## Task
Everything from the line containing "Happy to drop" to the end of the records must be restated word for word, and nothing else.

## Task inputs

PR #4935, opened 2026-03-18
Fix division by zero and null dereference in grid.c

dantte-lp:
## Summary

Fix a division by zero in `grid_reflow_split()` and a null pointer
dereference in `grid_string_cells()`.

## Changes

**grid_reflow_split() — division by zero (line ~1374):**

`(gl->cellused - 1) / sx` divides by `sx` (target screen width)
without checking for zero.  If a reflow is triggered with a
zero-width screen (degenerate resize), this causes SIGFPE.  Add an
early return when `sx == 0`.

**grid_string_cells() — null dereference (line ~1121):**

`lastgc` (pointer-to-pointer parameter) can be NULL when
`GRID_STRING_WITH_SEQUENCES` is set.  The initialization guard at
line 1095 checks `lastgc != NULL` but the dereference further down
at line 1120 did not, leading to a null pointer dereference.  Add
the missing NULL check.

## Detection

Found by Clang scan-build with `core.DivideZero` and
`core.NullDereference` checkers.

## Testing

- Builds clean with GCC 14, GCC-15 (`-fanalyzer`), Clang 22
- No new warnings on grid.c from GCC-15 `-fanalyzer`

### DIFF
--- a/grid.c
+++ b/grid.c
@@ -1117,7 +1117,8 @@ grid_string_cells(struct grid *gd, u_int px, u_int py, u_int nx,
 		if (gc.flags & GRID_FLAG_PADDING)
 			continue;
 
-		if (flags & GRID_STRING_WITH_SEQUENCES) {
+		if (lastgc != NULL &&
+		    (flags & GRID_STRING_WITH_SEQUENCES)) {
 			grid_string_cells_code(*lastgc, &gc, code, sizeof code,
 			    flags, s, &has_link);
 			codelen = strlen(code);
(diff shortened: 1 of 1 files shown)


nicm:
> grid_reflow_split() — division by zero (line ~1374):

Can this happen? How do you reproduce?

> grid_string_cells() — null dereference (line ~1121):

Applied, thanks!

dantte-lp:
You are right — I traced the full call chain and `sx == 0` cannot reach
`grid_reflow_split()` through any current path.

`screen_resize_cursor()` clamps `sx` to >= 1 (screen.c:313–316) before calling
`screen_reflow()`, and all callers of `screen_resize()` also enforce minimum
sizes (`PANE_MINIMUM`, TTY floor of 80, popup validation).

The check was flagged by Clang scan-build (`core.DivideZero`) on the division
at line ~1377.  Per C11 6.5.5p5, division by zero is undefined behavior, so
the checker flags it regardless of reachability.  It is a defensive guard
(CERT C INT33-C), not a fix for a reproducible bug.

Happy to drop this hunk since the null dereference fix is already applied.

Thank you for the review.

kecleon:
these AI slop PRs waste so much dev time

## Answer to this task
Happy to drop this hunk since the null dereference fix is already applied.

Thank you for the review.

kecleon:
these AI slop PRs waste so much dev time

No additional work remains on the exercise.